■ Description of the task
Go over the listing below line by line, and return each one holding the string "static".

━━ Extracted data

PR #254, opened 2015-03-03
Use ANSI sequence to clear line.

gsmcmullin:


fnoble:
Will this work on Windows? (maybe we don't care)

What are the benefits of doing it this was?

gsmcmullin:
It spewed unprintable binary for me on Linux.
I haven't tested on Windows.

fnoble:
@cbeighley : any comments? the fix looks good to me but presumably this worked in some context before?

gsmcmullin:
It doesn't work in Windows, but Windows doesn't get this far.  It aborts in serial_link.py if the port doesn't exist.  The old code doesn't work in Windows either, chr(3) prints a heart.  I guess it worked on OS X before.

fnoble:
lol, ok, wtf is 0x03 "End of text" anyhow?

PR #256, opened 2015-03-05
Updates pygments dependency in setup script.

mookerji:
The listed pygments requirement in the provisioning script for OS X
was apparently outdated.

r=@fnoble,@cbeighley,@denniszollo.


fnoble:
There is another way we can do this, the requirement for this module was only created for packaging on Windows with the latest version of pygments. The modules isn't actually used so we can just wrap it in a try block.

fnoble:
This is the offending line:

https://github.com/swift-nav/piksi_firmware/blob/master/scripts/console.py#L65

Purely imported so that pyinstaller can pick it up, not actually used for anything.

mookerji:
@fnoble and I discussed offline, and I think this is good to go now.

PR #263, opened 2015-03-09
Fixing case when amb test tries to use too many sats (DONT MERGE)

imh:
Also: 
- made a bunch of stuff const
- printing number of sats in projection like we do in inclusion.
- other, to be documented in the real PR


mookerji:
retest this please

PR #266, opened 2015-03-12
Updated default values and logical units of simulator noise settings.

denniszollo:
Now when the setting is called sigma it is an actual standard deviation not a variance.
Default sim settings were changed slightly to acheive round numbers

### DIFF
--- a/src/simulator.c
+++ b/src/simulator.c
@@ -46,11 +46,11 @@ simulation_settings_t sim_settings = {
   },
   .speed = 4.0,
   .radius = 100.0,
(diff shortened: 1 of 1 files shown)


src/simulator.c
```diff
@@ -44,13 +44,13 @@ simulation_settings_t sim_settings = {
     -4292474.39651309,
     3855434.34087421
   },
-  .speed = 4.0,
+  .speed = 4.0,
```
fnoble: Trailing whitespace

PR #267, opened 2015-03-16
Use new libswiftnav logging infrastructure

fnoble:
Replace `printf()` with calls to `log_error`, `log_warn` and `log_info` to annotate different messages with a log level.

For now these macros just map back to `printf` with a prefix to identify the log level but now the various messages going through the logging calls its easy to change the handling of different message levels on the backend.

\cc: @gsmcmullin @denniszollo @mookerji

### DIFF
--- a/src/acq.c
+++ b/src/acq.c
@@ -12,9 +12,10 @@
 
 #include <math.h>
 #include <string.h>
-#include <stdio.h>
 
 #include <ch.h>
+
+#include <libswiftnav/logging.h>
 
 #include "board/nap/acq_channel.h"
 #include "acq.h"
@@ -32,8 +33,9 @@ void acq_set_prn(u8 prn)
 {
   chBSemInit(&load_wait_sem, TRUE);
   nap_acq_code_wr_blocking(prn);
-  if (chBSemWaitTimeout(&load_wait_sem, 1000) == RDY_TIMEOUT)
-    printf("acq: Timeout waiting for code load!\n");
+  if (chBSemWaitTimeout(&load_wait_sem, 1000) == RDY_TIMEOUT) {
+    log_warn("acq: Timeout waiting for code load!\n");
+  }
 }
 
 /** Send results of an acquisition to the host.
@@ -75,7 +77,7 @@ bool acq_load(u32 count)
   nap_acq_load_wr_enable_blocking();
   nap_timing_strobe(count);
   if (chBSemWaitTimeout(&load_wait_sem, 1000) == RDY_TIMEOUT) {
-    printf("acq: Timeout waiting for sample load!\n");
+    log_warn("acq: Timeout waiting for sample load!\n");
     return false;
   }
   return true;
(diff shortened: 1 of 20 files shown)


src/acq.c
```diff
@@ -75,7 +77,7 @@ bool acq_load(u32 count)
   nap_acq_load_wr_enable_blocking();
   nap_timing_strobe(count);
   if (chBSemWaitTimeout(&load_wait_sem, 1000) == RDY_TIMEOUT) {
-    printf("acq: Timeout waiting for sample load!\n");
+    log_warn("acq: Timeout waiting for sample load!\n");
```
denniszollo: Do we have the capacity to put more info in the messages.  For instance, how long was the timout parameter here?

fnoble: Yeah, the `log_*` functions work just like `printf` so we can add any info we want. Do you want me to add the timeout length to these messages? Its fairly low level and the timeout isn't configurable by the user.

cbeighley:
lgtm

src/acq.c
denniszollo: Not for this one, but maybe there are some opportunities to make the messages more informative so users or integrators wouldn't need to go to the source in order to understand.

src/base_obs.c
```diff
@@ -237,7 +237,7 @@ static void obs_callback(u16 sender_id, u8 len, u8 msg[], void* context)
    * i.e. is it going to time match one of our local obs. */
   double epoch_count = t.tow * (soln_freq / obs_output_divisor);
   if (fabs(epoch_count - round(epoch_count)) > TIME_MATCH_THRESHOLD) {
-    printf("Unaligned observation from base station ignored.\n");
+    log_warn("Unaligned observation from base station ignored.\n");
```
denniszollo: Perhaps we could put the tow at which this occurred for this message?

src/peripherals/usart.c
```diff
@@ -183,9 +184,9 @@ void usarts_enable(u32 ftdi_baud, u32 uarta_baud, u32 uartb_baud, bool do_precon
 
   if (do_preconfigure_hooks) {
 
-    printf("\n\nPiksi Starting...\n"
-       "Firmware Version: " GIT_VERSION "\n" \
-       "Built: " __DATE__ " " __TIME__ "\n");
+    log_info("Piksi Starting...\n");
```
denniszollo: I kind of like the idea of this being a log_warn.  It's nice to have a message on startup from a usability perspective and with this change I don't think anyone will see the Piksi starting and the firmware version.

fnoble: I feel like log_warn should be reserved for bad things only, it makes it easier for people to react to the warnings if they know there are none that should just be ignored. There are a couple options:

 - Ship with log level set to INFO
 - Don't worry about it because the same info can be found on the settings tab
 - Have the console detect the `MSG_STARTUP` message and print or show some other kind of indication of the Piksi booting up

src/base_obs.c
fnoble: Will do!

src/peripherals/usart.c
denniszollo: I like option 3.

src/acq.c
mookerji: +1.

src/acq.c
```diff
@@ -32,8 +33,9 @@ void acq_set_prn(u8 prn)
 {
   chBSemInit(&load_wait_sem, TRUE);
   nap_acq_code_wr_blocking(prn);
-  if (chBSemWaitTimeout(&load_wait_sem, 1000) == RDY_TIMEOUT)
-    printf("acq: Timeout waiting for code load!\n");
+  if (chBSemWaitTimeout(&load_wait_sem, 1000) == RDY_TIMEOUT) {
```
mookerji: nit/lame: it's unrelated to this patchset, but it would be cool to replace the timeout values with a macro reference.

src/main.c
```diff
@@ -87,18 +87,18 @@ static msg_t nav_msg_thread(void *arg)
         __asm__("CPSIE i;");
 
         if (ret < 0) {
-          printf("PRN %02d ret %d\n", tracking_channel[i].prn+1, ret);
+          log_info("PRN %02d ret %d\n", tracking_channel[i].prn+1, ret);
```
mookerji: Yeah, so I remember seeing this before in the logs and being confused. Would it be possible to add some additional context here, such as the meaning of this return value and context of the statement?

src/manage.c
```diff
@@ -177,7 +178,7 @@ u8 best_prn(void)
       if (acq_prn_param[prn].state == ACQ_PRN_TRIED)
         acq_prn_param[prn].state = ACQ_PRN_UNTRIED;
     }
-    printf("acq: restarting PRN search\n");
+    log_info("acq: restarting PRN search\n");
```
mookerji: so, I do find it useful that these messages are prefixed by the subsystem of origin. I think something similar could be done with other `log_info`s here (such as the `log_info("PRN ... unhealthy");` line, for example.

mookerji:
Sweet.

src/manage.c
gsmcmullin: It may be useful to push such a log tag up as a separate string, so the console or other log inspection tool could filter by tag/subsystem.

src/base_obs.c
fnoble: Done, but will submit as a separate PR

src/manage.c
fnoble: I think this is a good idea but I might follow up with those changes in a separate PR

fnoble:
Going to merge and address some of the comments with additional PRs because some of it is out of the scope of what this particular change was trying to achieve.

PR #268, opened 2015-03-17
serial_link watchdog

mfine:
Take a parameter on the command line to configure a watchdog timer: if a heartbeat is not heard in `X` seconds, exit the process. Useful to drive long running health tests. Could eventually have a deeper health check here besides just simple heartbeats. Potentially there's scope for that in the new client with various configurable "watchdogs"?

/cc @fnoble @mookerji

### DIFF
--- a/scripts/serial_link.py
+++ b/scripts/serial_link.py
@@ -21,6 +21,8 @@ import calendar
 import socket
 import json
 
+from sbp_messages import SBP_HEARTBEAT
+
 DEFAULT_PORT = '/dev/ttyUSB0'
 DEFAULT_BAUD = 1000000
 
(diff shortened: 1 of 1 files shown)


fnoble:
lgtm

scripts/serial_link.py
```diff
@@ -426,8 +453,12 @@ def format_log_json_entry(t0, item):
...
     else:
       link.add_global_callback(default_log_callback(log_file))
-    if args.reset:
-      link.send_message(ids.RESET, '')
+  if args.reset:
+    link.send_message(ids.RESET, '')
+  # Setup watchdog
+  watchdog = args.watchdog[0]
+  if watchdog:
+    link.add_callback(0xFFFF, Watchdog(float(watchdog), default_watchdog))
```
mookerji: nit: magic value: `0xFFFF` => `ids.HEARTBEAT` (I think).

scripts/serial_link.py
```diff
@@ -382,6 +382,30 @@ def format_log_json_entry(t0, item):
...
+      self.timer.cancel()
+    self.timer = threading.Timer(self.timeout, self.alarm)
+    self.timer.start()
+
+  def alarm(self):
+    import thread
+    thread.interrupt_main()
+
+def default_watchdog():
+  print "ERROR: Watchdog expired!"
```
mookerji: nit: may want to use stderr instead: `import os; os.stderr.write('ERROR: Watchdog expired!`).

scripts/serial_link.py
```diff
@@ -382,6 +382,30 @@ def format_log_json_entry(t0, item):
   data = item.to_json_dict()
   return {'delta': delta, 'timestamp': timestamp, 'data': data}
 
+class Watchdog:
+  def __init__(self, timeout, alarm):
```
mookerji: nit: a brief description, possibly saying that it calls an alarm raising a `KeyboardInterruptException` (?) or something after timeout.

scripts/serial_link.py
```diff
@@ -382,6 +382,30 @@ def format_log_json_entry(t0, item):
...
+    self.alarm = alarm
+    self.timer = None
+
+  def __call__(self, *args):
+    self.call()
+
+  def call(self):
+    if self.timer:
+      self.timer.cancel()
+    self.timer = threading.Timer(self.timeout, self.alarm)
```
mookerji: Also, lame question, but does `self.timer` need to be on a daemon thread (i.e., `self.timer.daemon = True`?

scripts/serial_link.py
mfine: Ha, yeah had tried that, didn't work. Looked closed, and have to do this to bring it in:

```python
from sbp_messages import SBP_HEARTBEAT
```

Isn't the wildcard in `sbp_piksi.py` doing that? Python, how does it work

Done.

scripts/serial_link.py
mfine: Used `sys.stderr`, since there's already some usage for `sys.stdout`. Done.

scripts/serial_link.py
mfine: Done.

scripts/serial_link.py
mfine: Totally - forgot to set this, thanks for the catch! Done.

fnoble:
@mookerji are you happy to merge this now?

PR #17426, opened 2025-01-14
[docu] Use CMake-generated Doxyfile instead of hard-coded one

ferdymercury:
# This Pull request:

## Changes or fixes:

It's quite hard to have an overview of a 3k-line-long Doxyfile, and it needs constant commits "update to version 1.9.8", etc. I propose here instead to use a CMake-generated Doxyfile, where you only declare those flags that are different from the default values. (as found out by command `doxygen -x_noenv` on the preexisting Doxyfile)

## Checklist:

- [x] tested changes locally


couet:
Hi @ferdymercury,

Thank you for this PR! We are currently in the process of transitioning the daily documentation build from Jenkins to GitHub Actions. As part of this effort, we have created a temporary folder named doxygen_s3. This setup is not yet finalized and remains unstable for now. I suggest we revisit your PR once this work is completed. Is that fine with you ?

ferdymercury:
Perfect, sounds good!

ferdymercury:
gentle ping @couet

ferdymercury:
@hageboeck this approach would be easier to maintain than keeping track of two Doxy files and their constant updates for each version of doxygen used

PR #17431, opened 2025-01-15
[ntuple] use MakeUninitArray when appropriate in tests

silverweed:
Minor optimization: use `MakeUninitArray` instead of `make_unique<T[]>` when the buffers don't need to be initialized.

## Checklist:

- [x] tested changes locally


hahnjo (approved):
LGTM; note that tests are not really performance critical (for the array sizes that are allocated here), so it's not really that important if we miss one occurrence

PR #17432, opened 2025-01-15
[windows] Update LZMA and use CMake to build it

bellenot:
Update LZMA to 5.6.3 and build from source also on Windows


hageboeck (approved):
LGTM!

PR #17441, opened 2025-01-17
[ntupleutil] exporter: check that the output file is writable

silverweed:
# This Pull request:
adds a check to RNTupleExporter that the given output path can be written to (currently it fails silently if not).

## Checklist:

- [x] tested changes locally


pcanal (approved):
LGTM.  The git log could be improve with "[ntupleutil] exporter: error out when output file is not writable"

PR #17443, opened 2025-01-17
Fix two includes to compile with gcc-15

hageboeck:
When fixed-size integer types are in use, gcc-15 requires the inclusion of `<cstdint>`.


lmoneta (approved):
LGTM!

PR #17446, opened 2025-01-17
Implement TGraph2D::RemoveDuplicates

couet:
The Delaunay triangulation algorithm assumes that each (x, y) coordinate corresponds to a unique z value,
meaning duplicate (x, y) points are not allowed. Consequently, when using drawing options that rely on this
algorithm (e.g., TRI, SURF, etc.), a warning may appear instructing you to remove duplicates.
This function provides a way to handle such duplicates.

### DIFF
--- a/hist/hist/src/TGraph2D.cxx
+++ b/hist/hist/src/TGraph2D.cxx
@@ -1447,26 +1447,12 @@ Int_t TGraph2D::RemovePoint(Int_t ipoint)
 {
    if (ipoint < 0) return -1;
    if (ipoint >= fNpoints) return -1;
-
-   fNpoints--;
-   Double_t *newX = new Double_t[fNpoints];
-   Double_t *newY = new Double_t[fNpoints];
-   Double_t *newZ = new Double_t[fNpoints];
-   Int_t j = -1;
-   for (Int_t i = 0; i < fNpoints + 1; i++) {
-      if (i == ipoint) continue;
-      j++;
-      newX[j] = fX[i];
-      newY[j] = fY[i];
-      newZ[j] = fZ[i];
+   for (Int_t i = ipoint; i < fNpoints - 1; i++) {
+      fX[i] = fX[i+1];
+      fY[i] = fY[i+1];
+      fZ[i] = fZ[i+1];
    }
-   delete [] fX;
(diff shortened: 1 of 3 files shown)


math/mathcore/src/Delaunay2D.cxx
```diff
@@ -179,6 +180,7 @@ void Delaunay2D::DoFindTriangles() {
    std::vector<CDT::V2d<double>> points(fNpoints);
    for (i = 0; i < fNpoints; ++i) points[i] = CDT::V2d<double>::make(fXN[i], fYN[i]);
    CDT::RemoveDuplicates(points);
+   if (fNpoints-points.size() > 0) Warning("DoFindTriangles","This TGraph2D has duplicated vertices. To remove them call RemoveDuplicates before drawing");
```
bellenot, line 183:
```suggestion
   if (fNpoints-points.size() > 0)
      Warning("DoFindTriangles","This TGraph2D has duplicated vertices. To remove them call RemoveDuplicates before drawing");
```

hist/hist/src/TGraph2D.cxx
```diff
@@ -1410,6 +1412,34 @@ TH1 *TGraph2D::Project(Option_t *option) const
...
+/// g->Draw("TRI1");
+/// ~~~
+
+Int_t TGraph2D::RemoveDuplicates()
+{
+   for (int i=0; i<fNpoints; i++) {
+      double x = fX[i];
+      double y = fY[i];
+      for (int j=i+1; j<fNpoints; j++) {
+         if (x==fX[j] && y==fY[j]) {RemovePoint(j); j--;}
```
dpiparo, line 1435: Won't this cause 3 deallocations, 3 allocations and 3 copies per point removed?
Can we:
- Avoid allocations and deallocations in `RemovePoint` by simply decrementing `fNPoints`?
- Add a private method, `RemovePoints`, that removes points in bulk, iterating on the indices to remove? `RemovePoint` can invoke the bulk method internally for 1 point.

couet: Ok, I will investigate the way `RemovePoint` is coded.

couet:
seems to me it can be merged

PR #17448, opened 2025-01-17
[tutorials] Move some graph and hist tutorials to better suiting categories  

martamaja10:
After major modernisation campaign regarding tutorials, it was noticed that some of them would better fit different categories.


dpiparo (approved):

martamaja10:
failing tests on ubuntu are io related and irrelevant to the changes from this PR. I will merge now.

PR #17450, opened 2025-01-17
[rbrowser] share single connection between all widgets

linev:
Up to now each widget as `TWebCanvas` or `RGeomViewer` was establishing separate websocket connection with the server. This consumes extra resources and takes longer time to reload RBrowser.

Now `RWebWindow` embedding will be used. For that one need to provide access to `RWebWindow` for each of concerned widgets.  

Improve handling of `catched` web window. For case of `TCanvas` and `RCanvas` find related object and handle it properly. This allows to handle properly canvas created from ROOT prompt or from ROOT macro.

Update JSROOT which also has to support such new feature


linev:
> Please check and fix the warnings

Thanks to point out it. I rebase last commit - now should be ok

Issue #17444, opened 2025-01-17
ROOT doesn't compile with gcc-15


hageboeck:
### Check duplicate issues.

- [x] Checked for duplicates

### Description

Starting from gcc-15, `<cstdint>` needs to be included when fixed-size integer types are used.
See also:
https://bugs.gentoo.org/942438

In ROOT, there is currently four places that create problems:
- [x] Two throughout ROOT (#17443)
- [ ] Two in the interpreter.
  LLVM fixed those [here 7e44305](https://github.com/llvm/llvm-project/commit/7e44305041d96b064c197216b931ae3917a34ac1) and as a side effect [here 2222fdd](https://github.com/llvm/llvm-project/commit/2222fddfc0a2ff02036542511597839856289094#diff-3a97dc53c7250e03c83d10c7bd769776dc47bdcc170fddcd49f92f8b12f1e5f7R16). The former applies cleanly, but the latter doesn't.
   **Update**: We can backport https://github.com/llvm/llvm-project/pull/123320 instead of 2222fdd if the PR gets merged. https://github.com/llvm/llvm-project/commit/7abf44069aec61eee147ca67a6333fc34583b524
  **Update 2**: This is now #17510 
- [x] One more location found by mellert: https://github.com/root-project/root/pull/17455

What could be the solutions to make ROOT compile cleanly?
1. Wait until the llvm upgrade?
2. Patch llvm ourselves until the upgrade?
3. Pull in already now the commits from llvm-main? (the latter doesn't apply, though)

@devajithvs @hahnjo @amadio 

### Reproducer

Compile ROOT with gcc-15

### ROOT version

Master, but also 6.34, 6.32 as can be seen in the gentoo bug report

### Installation method

Source

### Operating system

Gentoo

hahnjo:
> LLVM fixed those [here](https://github.com/llvm/llvm-project/commit/7e44305041d96b064c197216b931ae3917a34ac1) and as a side effect [here](https://github.com/llvm/llvm-project/commit/2222fddfc0a2ff02036542511597839856289094#diff-3a97dc53c7250e03c83d10c7bd769776dc47bdcc170fddcd49f92f8b12f1e5f7R16). The former applies cleanly, but the latter doesn't.

[...]

PR #17455, opened 2025-01-19
Fixes for compiling with GCC 15 (Fedora 42)

ellert:
# This Pull request:

These changes make it possible to compile root 6.34.02 using gcc 15 on Fedora 42.

Also the following commits need to be backported from master:

commit 2884f67f5a145ef5d2ba1f8050b2b1a543d97881
commit cfc922131c8a977e14c6611ed991f0889b0c47c8

... and the following commits from LLVM:

commit llvm/llvm-project@7e44305041d96b064c197216b931ae3917a34ac1
commit llvm/llvm-project@7abf44069aec61eee147ca67a6333fc34583b524 (see PR llvm/llvm-project#123320)

### DIFF
--- a/misc/minicern/src/cernlib.c
+++ b/misc/minicern/src/cernlib.c
@@ -172,8 +172,8 @@ int cfstati_(char *fname, int *info, int *lgname)
 #endif
 {
    struct stat buf;
-   char *ptname, *fchtak();
-   int istat=-1, stat();
+   char *ptname;
+   int istat = -1;
    ptname = fchtak(fname,*lgname);
    if (ptname == ((void *)0)) return -1;
    istat = stat(ptname, &buf);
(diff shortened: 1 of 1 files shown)


hageboeck:
Hi @ellert,

thanks for the initiative!

We have a few things to deal with:
1. Would you mind running git-clang-format on the "conflicting functions" commit?
2. Regarding the LLVM includes, we were already discussing in https://github.com/root-project/root/issues/17444 and https://github.com/llvm/llvm-project/pull/123320, but the situation is a bit complicated:
  - In order not to deviate from llvm (which allows for much faster future upgrades), we are not simply committing to the llvm tree.
  - Instead, we try to upstream patches to llvm, and backport afterwards. This will make them disappear during a rebase. (This is why there is a CI failure.)
  - For this reason, we have to wait for https://github.com/llvm/llvm-project/pull/123320 and backport.

Number 2 is a slow process, but we are working on it. So if you want to get out of this in a timely manner, I would propose to retain and clang-format the "conflicting functions" commit, and remove the LLVM commit. This way, we can merge this PR quickly, and we'll take care of the llvm business.

Let us know what you think.

hageboeck:
@devajithvs FYI

hageboeck (approved):
Great, thank you!

The LLVM commits are on their way, and we'll take care of putting all of these changes into the next release.
I'm just waiting for one last CI job before merging.

PR #17464, opened 2025-01-21
[cmake] deprecate qt5web option

linev:
Qt5 WebEngine uses too old `chromium`,
which is not working with openui5 library.
Therefore it make no big sense to support it in ROOT.

`qt5web` is only can be used for `TWebCanvas` with "noopenui" option, 
but it is not normal mode.

For any future developments `qt6web` with Qt6 WebEngine has to be used.


bellenot:
@andresailer FYI

bellenot (approved):

bellenot:
@cern-sft-spi FYI

PR #17471, opened 2025-01-21
[ntuple] Add deprecated EColumnType using directive

jblomer:


tree/ntuple/v7/inc/ROOT/RNTupleUtil.hxx
```diff
@@ -313,6 +313,10 @@ RResult<void> EnsureValidNameForRNTuple(std::string_view name, std::string_view
 
 } // namespace Internal
 
+// TODO(jblomer): remove before branching ROOT v6.36
+using EColumnType [[deprecated("ROOT::Experimental::EColumnType moved to ROOT::Experimental::ENTupleColumnType")]] =
```
silverweed, line 317: Should probably use `R__DEPRECATED`

hahnjo: With `R__DEPRECATED`, we mark functions that are deprecated in a particular release and will be removed after. Here, we want to deprecate now and remove before 6.36. This would trigger `_R__DEPRECATED_636` expanding to `_R_DEPRECATED_REMOVE_NOW` and triggering an error. I think here it's ok to use the C++ attribute `deprecated` directly, it is standard since C++14...

hahnjo (approved):

PR #17975, opened 2025-03-12
Improve exception safety of RDataSource range processing

vepadulano:
Create an internal RAII struct to manage the calls to the initialization and finalization routines for the nodes of the computation graphs and the data source.

Part 7 of N for https://github.com/root-project/root/pull/17895


martamaja10 (approved):
LGTM, thanks Vincenzo!

PR #17977, opened 2025-03-12
[CMake] Use flexiblas/cblas.h if FlexiBLAS is found

guitargeek:
Consistently use `cblas` interface.


guitargeek:
Doesn't help the Alma 9 and Fedora situation.

PR #17984, opened 2025-03-13
[ci] Use Python 3.12+ tarfile data extraction filter

guitargeek:
Fixes the following deprecation warning:
```txt
  /__w/root/root/.github/workflows/root-ci-config/build_root.py:293: DeprecationWarning: Python 3.14 will, by default, filter extracted tar archives and reject files or modify their metadata. Use the filter argument to control this behavior.
```

Analogous to:
  * https://github.com/scikit-hep/pyhf/pull/2455

See also:
  * https://docs.python.org/3.12/library/tarfile.html#tarfile-extraction-filter


dpiparo (approved):
lgtm!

━━━━

■ Completed exercise
@@ -237,7 +237,7 @@ static void obs_callback(u16 sender_id, u8 len, u8 msg[], void* context)
@@ -87,18 +87,18 @@ static msg_t nav_msg_thread(void *arg)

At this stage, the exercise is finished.